**WHAT YOU SHOULD DO:**
Only the number is needed: how many lines of the records include "Maybe"?

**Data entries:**
########################################

PR #127, opened 2015-07-24
Tests for socket.io client

lightsprint09:
I really like your project and want to try to contribute to it. But before contributing with confidence I think it is a good start to write some tests.

I started writing tests. I wrote a little [test server] (https://github.com/lightsprint09/socket.io-client-swift-test-server)
I plan to run the server on a free tier on heroku and use Travis when it supports Xcode 7.x. The setup brings continuous integration for free.

By cloning the server repository everyone can run it locally.

I hope you like the idea of building up a set of tests to verify the socket.io client.


nuclearace:
Some tests would be probably be good. Right now this is what I'm using for testing. https://gist.github.com/nuclearace/12c52b9fe910a9402fcc It's pretty crude at the moment. But it gives an idea of how I was testing it.

lightsprint09:
Ok. If it is ok I´ll give it a try to convert in into real test cases.

lightsprint09:
I added the basic tests for emiting many types of data. It would be great to get some feedback

nuclearace:
You can probably remove the cytu.be things in the tests. I only use that to make sure I haven't completely broken everything

lightsprint09:
I am going to refactor the tests and reopen the pr

lightsprint09:
I pushed a new version.
It contains test cases for various datatypes. All of them are tested with emit and emitWithAck.
Some tests do not pass. There are some problems sending Buffer with an acknowledgment and some tests only pass sometimes or when executed exclusively.

I also pushed a new version of the server tests.

I hope we can fix the remaining tests and merge it into master/swift2

nuclearace:
Can we include the server as well?

lightsprint09:
In the Swift repository? It is possible but does it make sense

nuclearace:
How else would anyone run the tests?

lightsprint09:
Cloning the test server separately. But this is not the best way.
Is there a possibility in git to link to the other repo?

nuclearace:
Is there an issue with just have a TestServer directory in this repo?

lightsprint09:
No. I don't think so.
I copy everything and commit it

nuclearace:
I'm getting some errors while testing. They look like it could actually be Swift not compiling things correctly. Does this happen to you?

nuclearace:
Like this


screen shot 2015-07-28 at 11 16 36 am

nuclearace:
Actually nvm. I think it's something with the server.

lightsprint09:
This is actually some kind of bug. I noticed that sending Buffers back cause los of some data... I don't know why

lightsprint09:
At some point there is one data item missing coming from the server. It is always missing when there is a Buffer is involved

nuclearace:
This is really weird. And it's not really easy to pick apart what's going on, at least for me. I'm not used to doing iOS/OS X unit testing.

lightsprint09:
My abstraction is not as is good as it should.

I could remove the Buffers from the server and it will work. But the bug with the buffer will stay...

nuclearace:
What's weird is when I try and test the buffer myself using another server it seems to work.

nuclearace:
But I'm looking at your server in debug mode it it's sending correctly. So it must be something weird happening on the client.

lightsprint09:
Did you test it with emit or ack? I think only ack is the problem. Emit works finde

nuclearace:
I bet I know what's happening. It's a bug in the client.

lightsprint09:
It could be. But it could be a bug in the bad test implementation.

nuclearace:
Maybe, TBH I'm not really sure what's going on.

nuclearace:
I'll have a closer look tonight.

lightsprint09:
This is a good idea. Take some time...

nuclearace:
What's weird for the tests that fail is that it looks like it's not even really emitting those events. Like it looks like it's handling the `connect` event when it really should be handling `emitJSON`

nuclearace:
I feel like weird things are happening with the tests.

nuclearace:
Specifically with the ack tests.

lightsprint09:
I will take a look at all the tests again. Maybe I can spot a mistake

lightsprint09:
So I checked the tests again. They work fine.
I added 2 test cases to test JSON/multEmit without Buffer/Binary data. They both pass. 
Other tests with Binary still fail. 

I think this proves that the binary data causes the tests to fail. The tests should be valid

nuclearace:
Okay I see what's going on

nuclearace:
https://github.com/socketio/socket.io-client-swift/commit/150e26aefd8cc8b5b2bbfba8311bfd9862bb1927 should fix things. I noticed some tests still fail when be run all at once. But they pass when run individually.

lightsprint09:
Wow! Good job. All tests are passing

nuclearace:
No idea.

nuclearace:
Looks fine to merge to me. Is there anything else you wanted to do?

lightsprint09:
Not at the moment.

I will open a new PR if I find something to improve

PR #156, opened 2015-09-01
Travis ci test

lightsprint09:
Tests are running on travis. Currently they all fail because it isn't possible to run a local node/socket.io server on travis while executing the tests.
My idea is to extract the server into another repo so it can be easily deployed to Heroku.

Do anyone have a better idea or an server to host the test server on?

Current Travis Build: https://travis-ci.org/lightsprint09/socket.io-client-swift


.travis.yml
```diff
@@ -0,0 +1,5 @@
+language: objective-c
```
nuclearace: Is there no swift option yet?

nuclearace:
I'll talk to @rauchg and see about what we can do for travis-ci testing. I know at one point it was turned on for this repo.

.travis.yml
lightsprint09: not not an explicit swift option.
But it works fine

lightsprint09:
Ok. I think turning travis back shouldn't be a problem.

I think getting a test server working is harder. Any idea which is better than heroku

lightsprint09:
This was not meant to be merged at this state. Tests are still failing on Travis and the test server problem is not solved yet. 

This breaks nothing. But if possible revert it. 

We need some kind of server to run the node/socket on to test the swift code against. As I mentioned before this could be a heroku server or something coustom. 

I want to hear your opinion about the server first before I will  implement it

nuclearace:
Would it be possible to add a before_script that launches the node server? I know that the travis environment has node installed

lightsprint09:
I don't think this is possible because Travis only provides a container runtime. This is of course iOS. I don't think it is possible to run code from a foreign container runtime

nuclearace:
Well if that's the case, would it make sense to just stand up a test server that the tests point to?

lightsprint09:
Yeah. Heroku is free but start up time is about 30 seconds. This slows tests down but should work. Another possibility is to host it somewhere els where the server stays always on

nuclearace:
Yeah, I have a VPS that I use. The only thing is that if the tests change I'd have to manually update the test server. Or find a way to auto-update

lightsprint09:
We could use github web hooks to automatically deploy new tests. Or something that works out of the box

nuclearace:
I think temporarily I'll just manually update the server

nuclearace:
So, it looks travis is running into some kind of problem

```
*** Terminating app due to uncaught exception 'NSInternalInconsistencyException', reason: 'API violation - multiple calls made to -[XCTestExpectation fulfill] for connect.'
```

########################################

**EXERCISE RESPONSE:**
2